**PROBLEM TO WORK ON**
Repeat every entry in the listing below, exactly.

•••••

PR #3972, opened 2015-07-02
@echo off to make output redirection nicer

MCGallaspy:
In the future, in windows, we may wish to e.g. get the version number of a previous install with the command "kalite.bat --version 1> version.txt". Without `@echo off`, this will also print the contents of kalite.bat.

### DIFF
--- a/bin/windows/kalite.bat
+++ b/bin/windows/kalite.bat
@@ -1,2 +1,3 @@
+@echo off
 set "BIN_DIR=%~dp0"
 start /b python.exe "%BIN_DIR%..\kalite" %*


benjaoming:
FYI this was already in the bat template used in setup.py:

```
BAT_TEMPLATE = \
    r"""@echo off
set mypath=%~dp0
set pyscript="%mypath%{FNAME}"
set /p line1=<%pyscript%
if "%line1:~0,2%" == "#!" (goto :goodstart)
echo First line of %pyscript% does not start with "#!"
exit /b 1
:goodstart
set py_exe=%line1:~2%
call %py_exe% %pyscript% %*
"""
```

PR #3975, opened 2015-07-02
Unbundle kaa

benjaoming:
Causes Ubuntu Software Centre to not like the .deb because our bundled kaa contains .so files.


benjaoming:
Circle CI timeout, not going to rerun as it passed most.

benjaoming:
Codebase just got 1.8 MB smaller!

•••••

**EXERCISE OUTPUT**
PR #3972, opened 2015-07-02
@echo off to make output redirection nicer

MCGallaspy:
In the future, in windows, we may wish to e.g. get the version number of a previous install with the command "kalite.bat --version 1> version.txt". Without `@echo off`, this will also print the contents of kalite.bat.

### DIFF
--- a/bin/windows/kalite.bat
+++ b/bin/windows/kalite.bat
@@ -1,2 +1,3 @@
+@echo off
 set "BIN_DIR=%~dp0"
 start /b python.exe "%BIN_DIR%..\kalite" %*


benjaoming:
FYI this was already in the bat template used in setup.py:

```
BAT_TEMPLATE = \
    r"""@echo off
set mypath=%~dp0
set pyscript="%mypath%{FNAME}"
set /p line1=<%pyscript%
if "%line1:~0,2%" == "#!" (goto :goodstart)
echo First line of %pyscript% does not start with "#!"
exit /b 1
:goodstart
set py_exe=%line1:~2%
call %py_exe% %pyscript% %*
"""
```

PR #3975, opened 2015-07-02
Unbundle kaa

benjaoming:
Causes Ubuntu Software Centre to not like the .deb because our bundled kaa contains .so files.


benjaoming:
Circle CI timeout, not going to rerun as it passed most.

benjaoming:
Codebase just got 1.8 MB smaller!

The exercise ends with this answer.